Another factor which reduces the chances of another debt crisis is that societal support for the euro has increased steadily over recent years. Concerns about the monetary union were widespread during the euro crisis and while scepticism remains widespread, a quiet majority has become happier with it. In Belgium, 85% of respondents are now positive about the euro, while in Italy, more than 70% of those surveyed are positive.

This also translates to politics where the large eurosceptic wave in elections has failed to materialise. While eurosceptic parties still hold a large number of seats in parliaments across the continent and in Brussels, they have not risen to power. Importantly, a pure euro exit platform has mostly been shunned by parties trying to win elections, as this seems to be an unpopular policy among the electorate.

The significant steps taken by politicians and the ECB to fight the coronavirus crisis are a sign that policymakers are more comfortable in acting swiftly in times of crisis. However, if any anti-fragmentation tool comes with strict conditions attached, eurosceptic parties could quickly gain momentum again.

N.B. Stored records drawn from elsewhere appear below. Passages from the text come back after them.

PR #6803, opened 2024-10-07
admin, orders, paypal extra admin: remove hard-coded text

torvista:
2024-10-07 20_19_14-Admin Orders — Mozilla Firefox

Initially I noticed it was text in the input field instead of a placeholder, so **typing into the field did not remove the text.**
Then I found it was hard-coded in english.
Then after seeing the already-excessive amount of constants of fragmented/un-sprintf-ed texts already defined, and the already-existing explanatory text, I concluded it doesn't need any placeholder at all.


torvista:
Could argue the same here:
2024-10-07 20_54_44-Admin Orders — Mozilla Firefox
(and the field is too small)

torvista:
Bump.

PR #6811, opened 2024-10-13
Admin, copy_product_confirm: notifier to prevent redirect

torvista:
I'm on a plugin that copies multiple products in one operation, so the redirect after each copy needs to be prevented, as this file is called in a foreach.
Maybe there's a better way...

### DIFF
--- a/admin/includes/modules/copy_product_confirm.php
+++ b/admin/includes/modules/copy_product_confirm.php
@@ -245,8 +245,15 @@ if (isset($_POST['products_id'], $_POST['categories_id'])) {
     // reset products_price_sorter for searches etc.
     zen_update_products_price_sorter($products_id);
 }
-if ($_POST['copy_as'] === 'duplicate' && !empty($_POST['edit_duplicate'])) {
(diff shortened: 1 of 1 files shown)


drbyte:
> Maybe there's a better way...

It raises the point that all of these modules do redirects.

I guess the redirects might be better relocated into `category_product_listing.php` immediately following the call to each module. 
Not sure if that would break any/many plugins that have been making calls directly to these modules and would therefore need to add the redirect themselves. It's also possible that plugins have cloned these modules solely to exclude the redirect, and would be grateful for the relocation of it so the plugin's distro could be simpler.

torvista:
My interest aside, although the product types all allow for cloning/overriding the core/base modules, anything that can reduce the necessity of extra files sounds like progress...avoids the multiple comparisons when a core file is updated.

drbyte:
Need to assess the ripple-effect of relocating the `zen_redirect()` calls into `category_product_listing.php`.

If a plugin has modified that file and a user doesn't merge the change, the no redirects would happen at all, meaning not only would the page not reload as usually intended, but no status update messages will display either, since the messageStack won't fire(er, well, it'll display on the "next" page load, which will be confusing).

torvista:
Just another breaking change to document in blink tags.

PR #6818, opened 2024-10-16
Fix checkAll() button on profile-edit page

drbyte:
Multiple CSS classes are now applied to checkbox elements, so we can't check for `element.className == val`; instead, must use `element.classList.contains(val)`


scottcwilson:
Broken in 1.5.8, 2.0.0, 2.0.1.  I guess people don't use this feature very much - but thanks for fixing!

PR #6821, opened 2024-10-16
Retire obsolete rand() in favor of newer methods

drbyte:
`rand()` was retired in PHP 7.2, being made an alias of `mt_rand()`, which has since been superceded by `random_int()` when specifying a range. mt_rand() is still valid for the ways in which we use it.

### DIFF
--- a/includes/classes/Coupon.php
+++ b/includes/classes/Coupon.php
@@ -198,11 +198,10 @@ class Coupon extends base
             return '';
         }
         $random_string = bin2hex(random_bytes(128));
-        mt_srand((int)microtime() * 1000000); // seed the random number generator
         $good_result = 0;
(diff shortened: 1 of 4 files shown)


includes/classes/Coupon.php
```diff
@@ -202,7 +202,7 @@ public static function generateRandomCouponCode(string $salt = "secret", $length
         $good_result = 0;
         $new_code = '';
         while ($good_result === 0) {
-            $random_start = @rand(0, (128 - $length));
+            $random_start = @random_int(0, (128 - $length));
```
lat9, line 205: Why continuing with the error-suppression?

drbyte: Removed.

PR #6825, opened 2024-10-17
Enable zc_plugins to provide extra-cart-actions

### LINKED ISSUE #6824: Enable zc_plugins to provide `extra_cart_actions`
... as identified/requested in [this](https://www.zen-cart.com/showthread.php?230387-Extra-Cart) Zen Cart forum posting.

lat9:
Fixes #6824.

### DIFF
--- a/includes/main_cart_actions.php
+++ b/includes/main_cart_actions.php
@@ -21,33 +21,24 @@ if (!defined('IS_ADMIN_FLAG')) {
  */
 
 /**
- * Gather all PHP files present in the extra_cart_actions subdirectory.
+ * Load all PHP files present in the extra_cart_actions subdirectory.
  */
-$baseDir = DIR_WS_INCLUDES . 'extra_cart_actions/';
-$main_cart_actions = [];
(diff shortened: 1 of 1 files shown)


drbyte:
>  * Gather all PHP files present in enabled zc_plugins, noting that any like-named file
> * in one of these directories **overrides** any file present in the 'base' directory!

Do we really want to override (completely ignore) both core and other plugins' versions of (these) files, based on filename clash?

lat9:
> > * Gather all PHP files present in enabled zc_plugins, noting that any like-named file
> > * in one of these directories **overrides** any file present in the 'base' directory!
> 
> Do we really want to override (completely ignore) both core and other plugins' versions of (these) files, based on filename clash?

Just emulating how the order-total/shipping/payment modules overrides work ... for consistency. I've got no skin in the game and would be happy to just load _everyone_, if that's what's desired.

drbyte:
(Edit: we don't distribute any "extra" cart actions in "core", so my mention of core was redundant.)

Yes, I think we should load all. While this extra-cart-actions feature is seldom-used, we don't want to stomp on someone's inclusion because another plugin used the same filename.

PR #6831, opened 2024-10-18
Admin product listing: include products which are missing a description record

### LINKED ISSUE #6828: Missing product description record handling
I have seen databases in the wild that have had a record for a product in the `products` table but not the `products_description` table. 

The behavior produced by this situation in the latest Github is the following: 

- the product can be seen in the catalog (for example on the listing page)
- the product *cannot* be seen in the admin panel if a lookup by product ID is done

This makes the product harder to delete.  As a low priority improvement, we should show the product in admin when a search is done.

drbyte:
Admin product listing: include products which are missing a description record

Fixes #6828

- requires the search to include missing-lang products, in order to "find" such products
- requires all the fallback-lookups used when editing/previewing/updating to allow for missing data, in order to prevent filled-in-data from being blanked-out due to failed joins
- requires checking whether the "update" record exists, and fallback to "insert" mode if not found, instead of trying to update the missing record

### DIFF
--- a/admin/category_product_listing.php
+++ b/admin/category_product_listing.php
@@ -882,10 +882,10 @@ if (is_dir(DIR_FS_CATALOG_IMAGES)) {
             $products_query_raw .= " FROM " . TABLE_PRODUCTS . " p";
             $products_query_raw .= $extra_from;
 
-            $products_query_raw .= " LEFT JOIN " . TABLE_PRODUCTS_DESCRIPTION . " pd ON (pd.products_id = p.products_id)";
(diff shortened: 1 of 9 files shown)


drbyte:
Hmmm. There's a ripple-effect problem with this: Editing the product (ie: to "fix" the description) will blank out even more data.

scottcwilson:
Ugh I thought my Audit tool handled this situation but it doesn't.  I'm going to add this.  I'm also going to make the "Fix" links open in a new window so it's faster to use if there are a lot of problems.

drbyte:
- requires the search to include missing-lang products, in order to "find" such products
- requires all the fallback-lookups used when editing/previewing/updating to allow for missing data, in order to prevent filled-in-data from being blanked-out due to failed joins
- requires checking whether the "update" record exists, and fallback to "insert" mode if not found, instead of trying to update the missing record

scottcwilson (approved):
Nice.

PR #6832, opened 2024-10-18
Relocate zen_redirect() calls in admin product copy/move/delete modules

drbyte:
Allows these modules to be called directly from other modules/plugins, particularly in a batch/loop, without triggering the redirects.

- move zen_redirect() to category_product_listing.php
- reduce nested indents by using early-return in copy_product_confirm.php (no other changes, although indentation touches the whole file)

Replaces and closes #6811

### DIFF
--- a/admin/category_product_listing.php
+++ b/admin/category_product_listing.php
@@ -221,12 +221,19 @@ if (!empty($action)) {
         $delete_linked = 'false';
       }
       require zen_get_admin_module_from_directory($product_type, 'delete_product_confirm.php');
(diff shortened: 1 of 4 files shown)


torvista (approved):
I dropped these files into my site (disabling the custom overrides) and did not see any differences in function from the previous versions.
I also used it with multiple copy, move and delete.
So, no problems from my observations.

torvista:
Is there any reason to not replace the deprecated calls now too?
image

lat9:
I'll note that additional comments on merged PRs tend to get 'lost in the fog', better to open a new issue/discussion.

drbyte:
> Is there any reason to not replace the deprecated calls now too?

We're nearly ready to do a release, so not now. Perhaps in next major version.

PR #6833, opened 2024-10-20
functions_categories: first pass of unambiguous type hints and return types

torvista:
No code changes.

Added type hints to those function parameters where there appeared to be no doubt, and similarly for return types.
Clicked through admin and storefront to check/remove any that caused a problem, so should not affect anything in core code.

It flagged up a couple of inconsistencies in my plugins though, so I guess that's progress.


torvista:
I've had this in production for three months (using strict_mode).
It's highlighted one issue to resolve subsequently: https://github.com/zencart/zencart/pull/6833/commits/d1fe0b46ef4841decc0b015ffbe13facb3dba132

torvista:
Bump.

PR #7922, opened 2026-07-18
Cast admin reviews page number to int for splitPageResults

### LINKED ISSUE #7916: Admin, reviews, multiple pages of results: PHP Fatal error: Uncaught TypeError: splitPageResults::
PHP Fatal error:  Uncaught TypeError: splitPageResults::__construct(): Argument #1 ($current_page_number) must be of type string|int|null, float given, called in admin\reviews.php on line 391 and defined in admin\includes\classes\split_page_results.php:57

Comes from the calculation of $current_page.

https://github.com/zencart/zencart/blob/34087abcdd97eb6dcc49feb703c27877b831d536/admin/reviews.php#L386-L391

SAY-5:
**Describe what is being fixed/changed and why**
Loading the admin Reviews list with more than one page of results, when a review's `rID` is present in the URL, crashes with:

```
PHP Fatal error: Uncaught TypeError: splitPageResults::__construct(): Argument #1 ($current_page_number) must be of type string|int|null, float given, called in admin/reviews.php on line 391
```

When resetting to the page that contains the requested review, `$currentPage` is computed with `round(..., 0)`. In PHP `round()` returns a `float`, so `$currentPage` becomes a float (e.g. `2.0`). It is then passed by reference into `splitPageResults::__construct(int|string|null &$current_page_number, ...)`, which rejects a float under `declare(strict_types=1)` and throws the fatal above. Casting the result to `(int)` at assignment keeps the value in the type the constructor accepts, and it is also the correct type for the later `display_count()`/`display_links()` calls that reuse `$currentPage`.

Fixes #7916.

**To Reproduce**
1. Have more reviews than `MAX_DISPLAY_SEARCH_RESULTS` so results span multiple pages.
2. In admin, open Customers > Reviews and click into a review far enough down the list that it is not on page 1.
3. The list reloads with `rID` in the URL and the page reset logic runs.
4. See the fatal `TypeError` from `splitPageResults::__construct()`.

**Screenshots**
N/A (backend fatal, no display change).

**Testing**
- `php -l admin/reviews.php` passes.
- Reproduced the exact `TypeError` in isolation by passing the `round()` result (a float) to a constructor typed `int|string|null`, then confirmed that casting to `(int)` is accepted.
- The value flows unchanged into the existing `page=` / pagination logic, which already `(int)`-casts it.

**AI Tools Used**

### DIFF
--- a/admin/reviews.php
+++ b/admin/reviews.php
@@ -1,4 +1,6 @@
 <?php
+declare(strict_types=1);
+
 /**
  * @copyright Copyright 2003-2025 Zen Cart Development Team
  * @copyright Portions Copyright 2003 osCommerce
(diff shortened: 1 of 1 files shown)


drbyte (commented):
For the reported line, this is probably the best fix for strict_types=1 mode.
But lines 534 and 537 also need casting to int for their zen_config calls, else the same issue will happen there.

PR #7928, opened 2026-07-19
date ranges for statistics pages

zenexpert:
minor improvement for stats pages - instead of showing all-time best selling products and all-time best customers, it allow to define a date range. This way, admin can see best selling products for the past month, or last 2 weeks or whatever period they're interested in. Same option for customers - admin can see which customer spent most in a selected period of time.


drbyte:
Some of copilot's comments pre-date this PR. Will fix those separately.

In the end, it’s all about politics, stupid

A better institutional set-up, pan-eurozone financial support and relatively healthier public finances at the start of the pandemic have kept the risk of a new euro crisis relatively low. Despite recent memories of widening bond yield spreads in 2010-2012, the risk of a further escalation looks manageable. However, past experience shows that market speculation can quickly turn into a full-blown crisis and liquidity problems can quickly turn into solvency issues. Worryingly, at the current juncture, the ECB is no longer fighting deflation but inflation. This cannot be done successfully without creating new tension in the bond markets. Therefore, the question of who is the lender of last resort in the eurozone needs to be answered quickly and convincingly. And it is the politicians who must decide. As always, the fate of the monetary union lies in their hands.